Foumakoye Gado (born 1950) is a Nigerien politician who is currently the President of the Nigerien Party for Democracy and Socialism (PNDS-Tarayya). He served in the government of Niger as Minister of Mines and Energy from April 1993 to October 1994, and held the same post for a second time from April 2011 to September 2011. He has served as Minister of Oil since September 2011, with responsibility for energy as well until October 2016.

==Political career==
Gado studied physics at the University of Niamey and received a doctorate degree; later, he was a professor at the same university. He was a founding member of the PNDS-Tarayya, a political party created under the leadership of Mahamadou Issoufou in the early 1990s, and acquired a reputation as a firm loyalist of Issoufou. At the PNDS Constitutive General Assembly, held on 23-24 December 1990, he was designated as the First Deputy Secretary-General of the PNDS.

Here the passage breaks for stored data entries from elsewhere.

PR #1180, opened 2024-09-17
[vpj] Ignore field props check during subset schema validation.

haoxu07:

Previous issue: During subset schema validation, we will compare field strictly including the customized props. Such props could be JSON string provided by customers, without strict string order.  And when we generate superset schema, we also did not check the props difference. 

The fix is avoiding the props checking when comparing field with the same name, between subset schema and superset schema. We will deep-copy fields from subset schema and superset schema and then do equlity check. 

## How was this PR tested?

ci


m-nagarajan (dismissed):
LGTM, Thanks @haoxu07 for the fix.

xunyin8 (changes requested):
See above comments for additional test request

haoxu07:
> See above comments for additional test request



> See above comments for additional test request

Sure, let me try to add that test case.

xunyin8 (approved):

PR #1181, opened 2024-09-17
[script] Explicitly tell the user to set their JAVA_HOME if their JDK version is invalid

kvargha:

This is to tell the user explicitly how to resolve the JDK version mismatch error. 

## How was this PR tested?

Tested locally

Error message will contain new instructions.


eldernewborn (approved):
Thank you.

nisargthakkar (approved):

He was elected to the National Assembly of Niger in the February 1993 parliamentary election as a PNDS candidate in Dosso constituency. Following the 1993 election, Mahamadou Issoufou was appointed as Prime Minister at the head of a coalition government, and Gado was appointed to Issoufou's government as Minister of Mines and Energy on 23 April 1993. At the same time, he was also Deputy Secretary-General of the PNDS. He served as Minister of Mines and Energy until October 1994, when the PNDS withdrew from the ruling coalition and went into opposition.

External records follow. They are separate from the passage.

PR #1184, opened 2024-09-18
[controller] Superset schema generation should reflect default value updates in new value schema

sixpluszero:
## [controller] Superset schema generation should reflect default value updates in new value schema
When user updates a field default value, we should reflect it in the changes in superset schema, which is used in read-compute / partial update store. This should apply to all the value type, including union schema. 

## How was this PR tested?
Add a new integration test to validate

### DIFF
--- a/internal/venice-client-common/src/main/java/com/linkedin/venice/utils/AvroSupersetSchemaUtils.java
+++ b/internal/venice-client-common/src/main/java/com/linkedin/venice/utils/AvroSupersetSchemaUtils.java
@@ -83,7 +83,7 @@ public class AvroSupersetSchemaUtils {
       case MAP:
         return Schema.createMap(generateSuperSetSchema(existingSchema.getValueType(), newSchema.getValueType()));
       case UNION:
-        return unionSchema(existingSchema, newSchema);
+        return unionSchema(newSchema, existingSchema);
       default:
         throw new VeniceException("Super set schema not supported");
     }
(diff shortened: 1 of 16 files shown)


internal/venice-client-common/src/main/java/com/linkedin/venice/utils/AvroSupersetSchemaUtils.java
```diff
@@ -34,56 +34,56 @@ public static boolean isSupersetSchema(Schema s1, Schema s2) {
...
-   * @param existingSchema schema existing in the repo
-   * @param newSchema schema to be added.
+   * schemas and the generated schema will pick the default value from new value schema.
+   * @param newSchema schema existing in the repo
+   * @param oldSchema schema to be added.
    * @return super-set schema of existingSchema abd newSchema
    */
-  public static Schema generateSuperSetSchema(Schema existingSchema, Schema newSchema) {
-    if (existingSchema.getType() != newSchema.getType()) {
+  public static Schema generateSuperSetSchema(Schema newSchema, Schema oldSchema) {
```
m-nagarajan, line 42: I feel not changing the function definition should make the diff a bit concise. what do you think?

sixpluszero: Do you mean reverse the order back? Let me see if I can achieve that.

sixpluszero: Fixed. Could you check again?

m-nagarajan (commented):
LGTM Thanks @sixpluszero, left one minor comment.

m-nagarajan (approved):
Thanks @sixpluszero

Gado was among those arrested following an opposition demonstration on 11 January 1997. At the Fourth Ordinary Congress of the PNDS, held on 4-5 September 2004, Gado was elected as its Secretary-General.

In August 2005, Gado alleged that food aid was being improperly and corruptly distributed by administrative and political authorities, and he urged the government to take action against those responsible. He was re-elected as PNDS Secretary-General at the party's Fifth Ordinary Congress, held on 18 July 2009.

After Mahamadou Issoufou won the January-March 2011 presidential election and took office as president on 7 April 2011, Gado was appointed to the government as Minister of Mines and Energy on 21 April 2011. He took over the ministry from his predecessor, Djibo Salamatou Gourouza Magagi, on 23 April 2011.

President Issoufou modified the government on 12 September 2011, separating the mining portfolio from energy; he appointed Omar Hamidou Tchiana as Minister of State for Mines and Industrial Development, while Gado was instead appointed as Minister of Energy and Oil. After Issoufou was sworn in for a second term, he retained Gado in his post as Minister of Energy and Oil in the government named on 11 April 2016. His portfolio was modified on 19 October 2016, when a new minister of energy was appointed, but Gado remained Minister of Oil.

On 31 July 2023, he was reportedly arrested, following the 2023 Nigerien coup d'état. He was released on 1 April 2025.